_TASK INSTRUCTIONS_: Copy each line containing the word "tries" from the records that follow, please.

_SUPPLIED DATA_:
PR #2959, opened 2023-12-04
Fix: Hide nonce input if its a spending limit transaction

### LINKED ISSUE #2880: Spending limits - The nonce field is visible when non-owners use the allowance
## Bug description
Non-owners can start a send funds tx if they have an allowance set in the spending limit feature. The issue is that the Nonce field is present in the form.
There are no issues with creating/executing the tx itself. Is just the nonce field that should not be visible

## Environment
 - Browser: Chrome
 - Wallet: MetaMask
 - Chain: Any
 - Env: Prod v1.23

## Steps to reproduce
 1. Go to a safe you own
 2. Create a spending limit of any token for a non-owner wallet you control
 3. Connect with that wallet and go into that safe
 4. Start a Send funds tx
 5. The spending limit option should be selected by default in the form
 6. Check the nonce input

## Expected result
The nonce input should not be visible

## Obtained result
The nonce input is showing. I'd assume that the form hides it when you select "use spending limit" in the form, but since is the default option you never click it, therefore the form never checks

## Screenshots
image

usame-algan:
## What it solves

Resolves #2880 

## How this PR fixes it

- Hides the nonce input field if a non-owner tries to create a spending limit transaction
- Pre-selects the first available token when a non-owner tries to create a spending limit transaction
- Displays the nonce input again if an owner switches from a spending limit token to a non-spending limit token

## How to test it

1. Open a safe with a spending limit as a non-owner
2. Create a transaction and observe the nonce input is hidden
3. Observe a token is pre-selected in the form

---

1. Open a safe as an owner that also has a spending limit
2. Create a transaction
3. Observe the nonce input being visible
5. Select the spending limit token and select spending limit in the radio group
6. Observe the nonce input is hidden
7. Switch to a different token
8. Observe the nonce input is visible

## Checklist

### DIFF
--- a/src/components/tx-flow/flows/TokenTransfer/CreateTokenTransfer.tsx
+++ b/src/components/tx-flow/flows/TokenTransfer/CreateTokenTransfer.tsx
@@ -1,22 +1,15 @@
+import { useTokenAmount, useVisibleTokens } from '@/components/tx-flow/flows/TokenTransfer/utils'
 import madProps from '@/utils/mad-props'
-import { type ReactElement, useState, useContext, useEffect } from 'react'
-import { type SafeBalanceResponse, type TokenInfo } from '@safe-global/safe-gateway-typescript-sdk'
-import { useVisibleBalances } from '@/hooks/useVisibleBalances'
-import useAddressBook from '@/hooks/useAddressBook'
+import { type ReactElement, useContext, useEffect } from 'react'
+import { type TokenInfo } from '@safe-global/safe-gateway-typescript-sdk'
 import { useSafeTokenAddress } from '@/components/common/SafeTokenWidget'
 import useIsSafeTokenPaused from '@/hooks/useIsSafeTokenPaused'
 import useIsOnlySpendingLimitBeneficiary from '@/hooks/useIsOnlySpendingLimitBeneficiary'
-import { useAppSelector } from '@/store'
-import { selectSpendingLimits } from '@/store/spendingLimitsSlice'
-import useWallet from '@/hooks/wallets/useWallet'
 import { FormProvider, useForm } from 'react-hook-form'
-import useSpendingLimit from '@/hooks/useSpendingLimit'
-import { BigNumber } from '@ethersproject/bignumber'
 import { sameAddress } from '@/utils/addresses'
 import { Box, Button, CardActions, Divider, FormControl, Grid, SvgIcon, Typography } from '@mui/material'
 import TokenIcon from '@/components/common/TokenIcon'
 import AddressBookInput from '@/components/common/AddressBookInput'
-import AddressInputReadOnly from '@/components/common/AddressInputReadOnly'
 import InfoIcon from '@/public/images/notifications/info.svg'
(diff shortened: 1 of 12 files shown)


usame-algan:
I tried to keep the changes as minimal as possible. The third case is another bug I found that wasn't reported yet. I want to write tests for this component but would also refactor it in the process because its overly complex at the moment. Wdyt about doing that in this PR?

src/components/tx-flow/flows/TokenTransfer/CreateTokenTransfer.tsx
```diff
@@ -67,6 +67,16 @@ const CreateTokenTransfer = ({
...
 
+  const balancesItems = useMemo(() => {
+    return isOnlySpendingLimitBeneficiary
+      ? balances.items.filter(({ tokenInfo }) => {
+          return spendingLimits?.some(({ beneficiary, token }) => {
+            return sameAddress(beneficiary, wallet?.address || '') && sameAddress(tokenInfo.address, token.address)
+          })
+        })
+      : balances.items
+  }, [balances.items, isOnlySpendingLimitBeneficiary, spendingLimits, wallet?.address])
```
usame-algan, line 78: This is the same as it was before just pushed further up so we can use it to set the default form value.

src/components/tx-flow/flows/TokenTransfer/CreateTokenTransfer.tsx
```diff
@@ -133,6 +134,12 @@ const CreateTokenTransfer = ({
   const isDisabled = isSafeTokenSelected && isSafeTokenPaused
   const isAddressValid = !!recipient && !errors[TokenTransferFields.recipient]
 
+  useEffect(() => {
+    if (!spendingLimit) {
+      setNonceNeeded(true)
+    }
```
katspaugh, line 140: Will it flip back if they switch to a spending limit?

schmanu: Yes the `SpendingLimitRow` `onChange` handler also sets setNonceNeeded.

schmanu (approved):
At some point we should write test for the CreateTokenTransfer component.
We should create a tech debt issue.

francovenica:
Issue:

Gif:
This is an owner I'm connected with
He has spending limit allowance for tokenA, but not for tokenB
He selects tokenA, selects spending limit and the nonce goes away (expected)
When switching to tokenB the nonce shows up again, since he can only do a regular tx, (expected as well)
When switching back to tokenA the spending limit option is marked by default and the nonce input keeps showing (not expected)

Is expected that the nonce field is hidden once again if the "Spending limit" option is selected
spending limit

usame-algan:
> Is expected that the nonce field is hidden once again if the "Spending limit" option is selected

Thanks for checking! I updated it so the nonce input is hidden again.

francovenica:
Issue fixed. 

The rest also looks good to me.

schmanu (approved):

_TASK OUTPUT_:
- Hides the nonce input field if a non-owner tries to create a spending limit transaction
- Pre-selects the first available token when a non-owner tries to create a spending limit transaction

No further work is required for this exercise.